On the other hand, life develops intelligence if it’s faced with obstacles that basic cunning can’t overcome. For humans that was finding food in the veld. They had to learn to hunt and cook if they were to survive. Other proto-humans learned those skills as well. Then our ancestors hunted, and killed, them. They may have eaten them too. Either way, they eliminated the competition.
That last sentence is the one you need to remember.
Sarah Chodosh, over at Popular Science, notes that ravens are joining the party and moving up the evolutionary ladder.
Ravens can solve puzzles, trick other animals into helping them out, and communicate with each other at a level even apes can’t match. And now we know they can hatch plans. These aren’t dastardly plans to overthrow humans in a battle for control of the Earth (we hope)—they’re plans to get better food for themselves. It’s like the marshmallow test—more on that in a minute—but for birds that have more self control than most children.

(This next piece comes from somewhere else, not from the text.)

PR #1061, opened 2022-10-14
Config Engine: Skip template-paths without templates for a role & expose clab_type

kellerza:
When we search for templates in a list of template-paths the current implementation (incorrectly) stops searching when there are no templates available for a role in a path.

This latest revelation comes courtesy of two cognitive scientists at Lund University in Sweden who literally put ravens to test. They published their findings on Friday in the journal Science. Up until now, we knew that ravens had some ability to plan ahead for their own food needs because they hide caches of food to dig up later. Then again, squirrels store food in the ground for later and they’re, well, not the smartest. They forget about 75 percent of their nuts, planting millions of trees in the process. They’re accidental environmentalists. And if moronic squirrels can be biologically programmed to cache food for later, maybe ravens aren’t as smart as we thought.
Except obviously they are.
Ravens, as it turns out, will often choose to forgo a tasty morsel now in favor of getting access to a better treat later. Faced with a food tidbit and a tool that they know can open a box containing more tempting food, they will generally choose the tool—even if they don’t have the box yet. They’ve learned that when researchers present them with the box in 15 minute’s time, they can use that tool to unlock their prize. That’s forethought right there. Even small children often choose to eat one marshmallow immediately rather than wait a few minutes for more marshmallows, and all that experiment makes the participants do is sit there being cute.
This shouldn’t come as such a shock. Ravens also steal from each other by watching competitors hide food, noting the location, and returning later to dig up their spoils. And because they get stolen from, some ravens will actually pretend to hide food to throw thieves off the scent. What’s more, they can tell other ravens where to find a juicy, rotting carcass and team up to scare off their competitors. That ability—to communicate information about a distant location—is shared only by ants, bees, and humans. Note that great apes and monkeys are not on that list. Plus, ravens can apparently deceive one another if it means keeping a food source a secret. They can also call wolves over to a carcass that hasn’t broken down enough yet so that the canines can rip it apart, leaving more convenient scraps for the birds to scarf down.
If all that doesn’t make you love and embrace our raven overlords, nothing will. These birds are geniuses in their own right—so what if their look is a little goth? Their intelligence isn’t to be feared, it’s to be revered. Ravens for President 2020.
Okay, so super smart birds that can plan, like some horror movie creatures shambling into your home in the dark, may not make you happy. But, as I noted above, it’s only when faced with direct competition that one species wipes out another.
Humans, ravens, and octopuses, have very few areas where they need the same resources. They could, much like the creatures in David Brin’s Uplift series, be brought up the evolutionary ladder to be our partners. To be a boon rather than a bane. In other words, the exact opposite of what happens when I write about it.
The simians, however, might be a different issue. They are similar enough to us that they may, at some point, want what we have. And history has shown us that rarely goes well for someone.
All that said, none of this is a concern for today. In fact it may all be moot. according to David Wallace-Wells global warming could make Earth uninhabitable in before 2100 AD. In other words, if he’s right, your teenage kids will live just long enough to see the end of the world.
There’s your happy thought for today.